# Vampire pleco - glass cleaning ????



## Holyarmor (Apr 29, 2010)

Does anybody know this particular pleco will clean glass, or just basically eat & hide ?????

Thank you.


----------



## donjuan_corn (May 6, 2010)

Bristle Nose Pleco keeps my tanks spotless. Don't feed them if there is green appearing because they might be overfed. vampire pleco isn't really meant for algae.


----------



## Holyarmor (Apr 29, 2010)

donjuan_corn said:


> Bristle Nose Pleco keeps my tanks spotless.
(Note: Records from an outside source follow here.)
PR #560, opened 2019-01-22
Switch the default value of --doc-comments from after to before

### LINKED ISSUE #556: Switch the default value of --doc-comments from after to before
To avoid confusing type comments with constructor comments, type comments are always placed before the type definition:

```ocaml
(** Your comment on [t] here *)
type 'a t = Some of 'a | None (** Your comment on [None] here *)
```

but the default value for doc comments on values is after:

```ocaml
let f x y = x + y
(** Your comment on [f] here *)
```

It would be much nicer for comments to have a consistent position across the different structure item types.

Since the type comment can't be moved, I would like to propose changing the default to `--doc-comments=before`.

mrmr1993:
This fixes #556.


jberdine:
Closing this as we'll change profiles and defaults of many options together in other PRs.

Don't feed them if there is green appearing because they might be overfed.


Sorry, you are off the topic.
I also have BNP and they are the best for cleaning glass.
I am asking this particular type of pleco " Vampire".
Thanks for your input anyway !!!!!


----------



## TCR (Jul 13, 2010)

VAMPIRE plec is a carnivour.. your suppose to feed them meaty foods.. i would not recommend for algea


----------



## Holyarmor (Apr 29, 2010)

TCR said:


> VAMPIRE plec is a carnivour.. your suppose to feed them meaty foods.. i would not recommend for algea


Thanks for your input. You have answered my question.


----------



## donjuan_corn (May 6, 2010)

lol. you answered my post within seconds before i changed my post.


----------



## 2wheelsx2 (Apr 21, 2010)

Yes, they're not algae film feeders. None of the Leporacanthicus really eat much algae.


----------



## TCR (Jul 13, 2010)

Holyarmor said:


> Thanks for your input. You have answered my question.


glad to have helped


----------



## Holyarmor (Apr 29, 2010)

I have a nice 5" BNP in my monster tank, basically keeping the whole tank spotless.

Last night, my 10" Johana pike culprit got hold of this pleco and physically swallowed him. I could see the pike's belly bulked up pretty BIG.
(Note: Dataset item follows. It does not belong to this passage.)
Issue #506, opened 2018-11-15
Position of 'in' keyword for multiline bindings


gpetiot:
Currently if a binding can't fit on one line, the `in` keyword is written alone on a line:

This morning, the pike was not very aggressively competing for food and his belly was still BIG. 

He has also eaten smaller ones before. Otherwise, he is peaceful in the tank.


----------



## 2wheelsx2 (Apr 21, 2010)

If that's the case, get a bigger common or Gibbiceps. More armour and more aggressive, but decent algae eater.


----------



## Holyarmor (Apr 29, 2010)

2wheelsx2 said:


> If that's the case, get a bigger common or Gibbiceps. More armour and more aggressive, but decent algae eater.


You are 100% correct. I Had many large common plecos before, however, they all competed for food with the monsters, and ended up producing tons of waste.

I love large sailfin plecos if they dont eat a lot.

Thanks for your advice !!!!


----------



## charles (Apr 21, 2010)

Get a panaque. The taller body will not be able to get swallowed by your pike. And it does more cleaning than a common.


----------



## 2wheelsx2 (Apr 21, 2010)

Not to dispute Charles too much, but all the plecos become lousy algae eaters as they get bigger, and of course they all produce lots of waste. I personally wouldn't use any large pleco for cleaning for that reason. But then, your case really makes it difficult to get any of the efficient algae eaters/scavengers without getting them eaten.


----------



## user_error (Aug 15, 2010)

depends on the pleco i think, individual results may vary. one of my gibbiceps is pretty useless at eating algae...


----------



## TCR (Jul 13, 2010)

I gave up on big plecs.. i went with a scrubby brush.. then you know its done


----------



## donjuan_corn (May 6, 2010)

I heard that phoenix's are really good algae eaters and can go with monsters


----------



## Holyarmor (Apr 29, 2010)

user_error said:


> depends on the pleco i think, individual results may vary. one of my gibbiceps is pretty useless at eating algae...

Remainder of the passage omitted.